### What is needed
What is the number of lines in the listing that contain "validation"? Give that number only.

-*-*-

Issue #21, opened 2023-01-23
Add Sentry support


kegsay:
To make certain errors much more visible.

DMRobertson:
First step would be something that reports errors in responding to incoming sync v3 requests.

DMRobertson:
https://github.com/archdx/zerolog-sentry might be nice to use

DMRobertson:
I think #57 and #67 are a good first pass. It'd be good to feed some more information into sentry (e.g. [usernames](https://docs.sentry.io/platforms/go/enriching-events/identify-user/) or the other tricks described at https://docs.sentry.io/platforms/go/enriching-events/). But it's probably best to see how we use the Sentry reports in practice before going further.

DMRobertson:
Other things I'd like to do:

- [associate incoming requests to a user](https://docs.sentry.io/platforms/go/enriching-events/identify-user/)
- add logging for panics that won't get `recover`ed from

PR #57, opened 2023-04-04
Rough first pass of sentry support

DMRobertson:
Part of #21.

Cribbed this from https://docs.sentry.io/platforms/go/guides/http/ and dendrite.

This should be enough to make internal server errors and panics on v3 request handling get reported to sentry.

In an upcoming PR I will match up every error log line with a sentry `CaptureException` call.


DMRobertson:
I was able to test this manually with a call to `sentry.CaptureMessage("HELLO SENTRY!")`.

image

cmd/syncv3/main.go
```diff
@@ -113,10 +117,31 @@ func main() {
...
+		}
+	}
+
 	go h2.StartV2Pollers()
 	if args[EnvJaeger] != "" {
 		h3 = otelhttp.NewHandler(h3, "Sync")
 	}
+
+	if args[EnvSentryDsn] != "" {
+		defer sentry.Flush(2 * time.Second)
```
kegsay, line 138: This will never execute because `defer` runs at the end of the function, and this function will never end due to `select {} // block forever`

DMRobertson: Apparently not. I can crib from Dendrite, e.g. https://github.com/matrix-org/dendrite/blob/236b16aa6c97bc0894388dce7f6b420ef7a1fd88/setup/base/base.go#L524

cmd/syncv3/main.go
```diff
@@ -113,10 +117,31 @@ func main() {
...
+		sentryHandler := sentryhttp.New(sentryhttp.Options{
+			Repanic: true,
+		})
+		h3 = sentryHandler.Handle(h3)
```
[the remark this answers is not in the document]
DMRobertson: I think [faef68b](https://github.com/matrix-org/sliding-sync/pull/57/commits/faef68bc6fee1cdd13ab75913ea978a253b78197) might be more what you have in mind(?)

cmd/syncv3/main.go
DMRobertson: https://github.com/matrix-org/sliding-sync/pull/57/commits/40d9f76b9b64c4a641b85c72c8b534039a19acd0 blocks ditches the infinite select for a SIGINT/TERM

sync3/conn.go
```diff
@@ -83,6 +84,7 @@ func (c *Conn) tryRequest(ctx context.Context, req *Request) (res *Response, err
 		if panicErr != nil {
 			err = fmt.Errorf("panic: %s", panicErr)
 			logger.Error().Msg(string(debug.Stack()))
+			sentry.GetHubFromContext(ctx).RecoverWithContext(ctx, panicErr)
```
kegsay, line 87: There won't ever be a hub though? I guess we do need the sentry middleware if we want to log contextual information about the request. Bleh.

cmd/syncv3/main.go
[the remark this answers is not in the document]
DMRobertson: I suppose we could copy bits of https://github.com/getsentry/sentry-go/blob/master/http/sentryhttp.go#L84-L106 to make hubs for ourselves, but I'm more inclined to let Sentry do it for us!

cmd/syncv3/main.go
```diff
@@ -113,10 +120,53 @@ func main() {
 		AddPrometheusMetrics: args[EnvPrometheus] != "",
 	})
 
+	if args[EnvSentryDsn] != "" {
+		fmt.Printf("Configuring Sentry reporter...\n")
+		err := sentry.Init(sentry.ClientOptions{
```
kegsay, line 125: Why isn't this with the other `if args[EnvSentryDsn] != "" {` code? I'm guessing we need to have init'd it prior to calling `go h2.StartV2Pollers()` - but why? Please comment.

sync3/conn.go
```diff
@@ -78,11 +78,15 @@ func (c *Conn) OnUpdate(ctx context.Context, update caches.Update) {
 }
 
 func (c *Conn) tryRequest(ctx context.Context, req *Request) (res *Response, err error) {
+	// TODO: include useful information from the request in the sentry hub/context
 	defer func() {
 		panicErr := recover()
 		if panicErr != nil {
 			err = fmt.Errorf("panic: %s", panicErr)
 			logger.Error().Msg(string(debug.Stack()))
+			internal.GetSentryHubFromContextOrDefault(ctx).RecoverWithContext(ctx, panicErr)
```
DMRobertson, line 87: This is a bit of a mouthful. Not wedded to the name.

I only need the fallback hub for one test case in this PR. However in an upcoming PR I want to send events to sentry with a context that might have a hub or might not.

cmd/syncv3/main.go
```diff
@@ -113,10 +120,53 @@ func main() {
...
+		}
+	}
+
 	go h2.StartV2Pollers()
 	if args[EnvJaeger] != "" {
 		h3 = otelhttp.NewHandler(h3, "Sync")
 	}
+
+	if args[EnvSentryDsn] != "" {
+		defer sentry.Flush(2 * time.Second)
```
kegsay, line 141: We surely don't need to flush here as we flushed in `WaitForShutdown`?

sync3/conn.go
```diff
@@ -78,11 +78,15 @@ func (c *Conn) OnUpdate(ctx context.Context, update caches.Update) {
...
+		} else if err != nil {
+			internal.GetSentryHubFromContextOrDefault(ctx).CaptureException(err)
```
kegsay, line 89: Why are these calling different things? What is the difference between them? We just want to send up the error, nothing more, so `CaptureException` seems the right thing to do?

kegsay (approved):
Otherwise LGTM

sync3/conn.go
kegsay: Agreed!

cmd/syncv3/main.go
DMRobertson: Err, yes. I think I did a sloppy revert.

cmd/syncv3/main.go
DMRobertson: Two concerns:

- in an upcoming PR, I'm going to make any error messages from `h2.StartV2Pollers` also log to sentry, so I want to init before that.
- I think I was worried  that the order of installing the otel and Sentry handlers might be important. On reflection I'd hope that the two middlewares are orthogonal.

More generally: Sentry has some support for tracking and tracing; I wonder if there's some kind of overlap or duplicated effort here.

DMRobertson: Commented in https://github.com/matrix-org/sliding-sync/pull/57/commits/646232dcb0e6f6daa82dc8dd7770cbf121bac001.

sync3/conn.go
DMRobertson: Commented in https://github.com/matrix-org/sliding-sync/pull/57/commits/646232dcb0e6f6daa82dc8dd7770cbf121bac001.

DMRobertson: But TL;DR: I think sentry might mark `panicErr` as having come from a panic with the former function.

PR #58, opened 2023-04-04
Exact SYNC and INVALIDATE ranges

### LINKED ISSUE #52: Do not echo the `range` from the client
Hi 👋,

Imagine the following scenario:

* The client is asking for a list with a range of `0..=9`, so 10 items,
* The server finds 1 room
* The server responds with a `SYNC` operation with a range of `[0, 9]`.

And this is wrong. It should reply with a range of `[0, 0]` because there is only one room found, not 10.

As discussed online, it's a bug. Right now, the server simply echoes back the range from the client's request, but it should compute a new range instead.

DMRobertson:
Closes #52.

The commit history may be enlightening, but there is a lot of churn.

Each of the three changes I made independently required tests to be fixed up, so I think we can get away without new test coverage. I inspected all four uses of ResponseOpRange.ResponseOpRange and have updated three; the remainder is

https://github.com/matrix-org/sliding-sync/blob/2970cf9f2721a827a3b50ac211ed2bd603105cef/sync3/handler/connstate.go#L200-L218

which never exhibits the kind of overflow we want to avoid.

### DIFF
--- a/sync3/handler/connstate.go
+++ b/sync3/handler/connstate.go
@@ -240,10 +240,15 @@ func (s *ConnState) onIncomingListRequest(ctx context.Context, builder *RoomsBui
 		if prevReqList != nil {
 			// there were previous syncs for this list, INVALIDATE the lot
 			logger.Trace().Interface("range", prevRange).Msg("INVALIDATEing because sort/filter ops have changed")
+			allRoomIDs := roomList.RoomIDs()
 			for _, r := range prevRange {
+				clamped := clampSliceRangeToListSize(r, len(allRoomIDs))
+				if clamped == nil {
+					continue
+				}
 				responseOperations = append(responseOperations, &sync3.ResponseOpRange{
 					Operation: sync3.OpInvalidate,
-					Range:     r[:],
+					Range:     clamped,
 				})
 			}
 		}
@@ -266,7 +271,9 @@ func (s *ConnState) onIncomingListRequest(ctx context.Context, builder *RoomsBui
 	for i := range removedRanges {
 		responseOperations = append(responseOperations, &sync3.ResponseOpRange{
 			Operation: sync3.OpInvalidate,
-			Range:     removedRanges[i][:],
+			// we shouldn't need to clamp this range: we are removing concrete rooms
+			// whose position is in bounds.
+			Range: removedRanges[i][:],
 		})
 	}
 
@@ -285,9 +292,13 @@ func (s *ConnState) onIncomingListRequest(ctx context.Context, builder *RoomsBui
 		// the builder will populate this with the right room data
 		builder.AddRoomsToSubscription(subID, roomIDs)
 
+		clamped := clampSliceRangeToListSize(addedRanges[i], len(roomIDs))
+		if clamped == nil {
+			continue
+		}
 		responseOperations = append(responseOperations, &sync3.ResponseOpRange{
 			Operation: sync3.OpSync,
-			Range:     clampSliceRangeToRooms(addedRanges[i], roomIDs),
+			Range:     clamped,
 			RoomIDs:   roomIDs,
 		})
 	}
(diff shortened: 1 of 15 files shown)


Hywan:
:+1:

sync3/handler/connstate.go
```diff
@@ -543,3 +556,25 @@ func (s *ConnState) OnRoomUpdate(ctx context.Context, up caches.RoomUpdate) {
 		logger.Warn().Str("room_id", up.RoomID()).Msg("OnRoomUpdate unknown update type")
 	}
 }
+
+// clampSliceRangeToListSize helps us send client-friend SYNC and INVALIDATE ranges.
```
kegsay, line 560:
```suggestion
// clampSliceRangeToListSize helps us to send client-friendly SYNC and INVALIDATE ranges.
```

sync3/handler/connstate.go
```diff
@@ -543,3 +556,25 @@ func (s *ConnState) OnRoomUpdate(ctx context.Context, up caches.RoomUpdate) {
...
+//
+// Suppose the client asks for a window on positions [10, 19]. If the list
+// has exactly 12 rooms, the window will see 3: those at positions 10, 11
+// and 12. In this situation, it is helpful for clients to be given the
+// "effective" range [10, 12] rather than the "conceptual" range [10, 19].
+//
+// The "full" room list occupies positions [0, totalRooms - 1]. If the given range r
+// does not overlap the full room list, return nil. Otherwise, return the intersection
+// of r with the full room list.
+func clampSliceRangeToListSize(r [2]int64, totalRooms int64) []int64 {
```
kegsay, line 570: This signature could be nicer if we just pass through `r` unaltered in cases where it doesn't reach / is beyond `totalRooms` and then clamp if the range is within the index position. That way, rather than callers being forced to `if nil` check, they can just in-line it e.g:
```
Range: clampSliceRangeToListSize(removedRanges[i][:], totalRooms)
```

I do not expect this function to perform validation on the range, as that should have already happened.

tests-e2e/lists_test.go
```diff
@@ -726,8 +726,8 @@ func TestChangeSortOrder(t *testing.T) {
 	}
 
 	m.MatchResponse(t, res, m.MatchList("a", m.MatchV3Count(4), m.MatchV3Ops(
-		m.MatchV3InvalidateOp(0, 20),
-		m.MatchV3SyncOp(0, 20, []string{gotNameToIDs["Apple"], gotNameToIDs["Kiwi"], gotNameToIDs["Lemon"], gotNameToIDs["Orange"]}),
+		m.MatchV3InvalidateOp(0, 3),
```
kegsay, line 729: Nice, so INVALIDATE _was_ affected.

kegsay (approved):
Excellent, thank you.

sync3/handler/connstate.go
DMRobertson: > This signature could be nicer if we just pass through r unaltered in cases where it doesn't reach / is beyond totalRooms and then clamp if the range is within the index position.

I can see that this works where the range doesn't reach the totalRooms (line 577). But when the start of the range is already beyond total rooms (572), I don't want to tell the client about this range at all---hence the nil return value and `continue`s. But perhaps by

> I do not expect this function to perform validation on the range, as that should have already happened.

you mean that the start of the range `r[0]` should never be beyond `totalRooms`? If so I don't follow, since the start of the range comes from the client.

DMRobertson: Let's write a test to see if this is actually possible in practice.

DMRobertson: The test

```go
// Tests the scenario described at
// https://github.com/matrix-org/sliding-sync/pull/58#discussion_r1159850458
func TestRangesThatExceedTotalRooms(t *testing.T) {
	alice := registerNewUser(t)

	t.Log("Alice makes three public rooms.")
	room0 := alice.CreateRoom(t, map[string]interface{}{"preset": "public_chat", "name": "A"})
	room1 := alice.CreateRoom(t, map[string]interface{}{"preset": "public_chat", "name": "B"})
	alice.CreateRoom(t, map[string]interface{}{"preset": "public_chat", "name": "C"})

	t.Log("Alice initial syncs, requesting room ranges [0, 1] and [8, 9]")
	syncRes := alice.SlidingSync(t, sync3.Request{
		Lists: map[string]sync3.RequestList{
			"a": {
				Sort:   []string{sync3.SortByName},
				Ranges: sync3.SliceRanges{{0, 1}, {8, 9}},
			},
		},
	})

	t.Log("Alice should only see rooms 0 and 1 in the sync response.")
	m.MatchResponse(
		t,
		syncRes,
		m.MatchList(
			"a",
			m.MatchV3Count(3),
			m.MatchV3Ops(
				m.MatchV3SyncOp(0, 1, []string{room0, room1}),
			),
		),
	)
}
```

passes on main (690790e46d8d477ede3b5a1f21f27726d3fb7a06). So this doesn't seem to happen in practice, presumably due to the continue in

 https://github.com/matrix-org/sliding-sync/blob/main/sync3/handler/connstate.go#L276-L293

Will amend the clamping function as above.

DMRobertson: > Will amend the clamping function as above.

Having done this, we are now seeing assertion failures showing that this logic was necessary, e.g. https://github.com/matrix-org/sliding-sync/actions/runs/4667271913/jobs/8262861981?pr=58#step:7:394

I can either
- go back to returning a possibly nil slice
- fixup the logic so that we never try to clamp an out-of-bounds range.

Any preference?

DMRobertson: > fixup the logic so that we never try to clamp an out-of-bounds range.

Have updated the PR to do this.

kegsay (approved):

PR #61, opened 2023-04-05
Send error logs to Sentry

DMRobertson:
Part of #21. Based on #57.

I looked at the source for all calls to `logger.(Err|Error|Panic|Fatal)` and added an accompanying call to `sentry.CaptureException`. I also did some context plumbing to try tie as many Sentry events to the syncv3 requests that triggered them.

The diff is quite large. I am happy to split this up into smaller PRs if that would help.

### DIFF
--- a/cmd/syncv3/main.go
+++ b/cmd/syncv3/main.go
@@ -115,14 +115,10 @@ func main() {
 			panic(err)
 		}
 	}
-	h2, h3 := syncv3.Setup(args[EnvServer], args[EnvDB], args[EnvSecret], syncv3.Opts{
-		Debug:                args[EnvDebug] == "1",
-		AddPrometheusMetrics: args[EnvPrometheus] != "",
-	})
 
 	// Initialise sentry. We do this in a separate block to the sentry code below,
-	// because we want to configure logging before starting the pollers—they may want to
-	// log to sentry themselves.
+	// because we want to configure logging before the call to syncv3.Setup---which may
+	// want to log to sentry itself.
 	if args[EnvSentryDsn] != "" {
 		fmt.Printf("Configuring Sentry reporter...\n")
 		err := sentry.Init(sentry.ClientOptions{
@@ -136,11 +132,17 @@ func main() {
 		}
 	}
 
+	h2, h3 := syncv3.Setup(args[EnvServer], args[EnvDB], args[EnvSecret], syncv3.Opts{
+		Debug:                args[EnvDebug] == "1",
+		AddPrometheusMetrics: args[EnvPrometheus] != "",
+	})
+
 	go h2.StartV2Pollers()
 	if args[EnvJaeger] != "" {
 		h3 = otelhttp.NewHandler(h3, "Sync")
 	}
 
+	// Install the Sentry middleware, if configured.
 	if args[EnvSentryDsn] != "" {
 		sentryHandler := sentryhttp.New(sentryhttp.Options{
 			Repanic: true,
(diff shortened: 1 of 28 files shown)


DMRobertson:
I should also do an audit for panic() calls and stick in logging. Can make that a separate change though.

cmd/syncv3/main.go
```diff
@@ -115,31 +115,34 @@ func main() {
...
 	if args[EnvSentryDsn] != "" {
 		fmt.Printf("Configuring Sentry reporter...\n")
 		err := sentry.Init(sentry.ClientOptions{
-			Dsn:     args[EnvSentryDsn],
-			Release: version,
-			Dist:    GitCommit,
+			Dsn:         args[EnvSentryDsn],
+			Release:     version,
+			Dist:        GitCommit,
+			Environment: "dmr-test",
```
kegsay, line 128: Probably not intended to be included? :D

sync3/caches/global.go
```diff
@@ -72,22 +73,24 @@ func NewGlobalCache(store *state.Storage) *GlobalCache {
...
 	defer c.roomIDToMetadataMu.RUnlock()
 	result := make(map[string]*internal.RoomMetadata, len(roomIDs))
 	for i := range roomIDs {
 		roomID := roomIDs[i]
 		sr := c.roomIDToMetadata[roomID]
 		if sr == nil {
-			logger.Error().Str("room", roomID).Msg("GlobalCache.LoadRoom: no metadata for this room")
+			const errMsg = "GlobalCache.LoadRoom: no metadata for this room"
+			logger.Error().Str("room", roomID).Msg(errMsg)
+			internal.GetSentryHubFromContextOrDefault(ctx).CaptureException(fmt.Errorf(errMsg))
```
kegsay, line 93: This isn't sentry worthy, it can happen when rooms are initially loaded into the cache.

sync3/caches/user.go
```diff
@@ -138,9 +138,9 @@ func NewInviteData(userID, roomID string, inviteState []json.RawMessage) *Invite
 		}
 	}
 	if id.InviteEvent == nil {
-		logger.Error().Str("invitee", userID).Str("room", roomID).Int("num_invite_state", len(inviteState)).Msg(
-			"cannot make invite, missing invite event for user",
-		)
+		const errMsg = "cannot make invite, missing invite event for user"
+		logger.Error().Str("invitee", userID).Str("room", roomID).Int("num_invite_state", len(inviteState)).Msg(errMsg)
+		internal.GetSentryHubFromContextOrDefault(ctx).CaptureException(fmt.Errorf(errMsg))
```
kegsay, line 143: Can we track the `num_invite_state` etc with this?

kegsay (approved):

cmd/syncv3/main.go
DMRobertson: Oops!

sync3/caches/global.go
DMRobertson: Okay. Shall we downgrade to a warning then?

sync3/caches/user.go
DMRobertson: Looks like a "context" on a "scope" is the way to do this:

E.g. with the test snippet

```go
	hub := internal.GetSentryHubFromContextOrDefault(ctx)
	hub.WithScope(func(scope *sentry.Scope) {
		scope.SetContext("sliding-sync", map[string]interface{}{
			"invitee":          "@dmr:test",
			"room":             "!dmr:test",
			"num_invite_state": 12345,
		})
		hub.CaptureException(fmt.Errorf("DMR TEST DMR TEST"))
	})
```

I get

image

DMRobertson: (You can also write key-value string pairs which get indexed and are searchable but I didn't think that would be useful here.)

-*-*-

### Result
2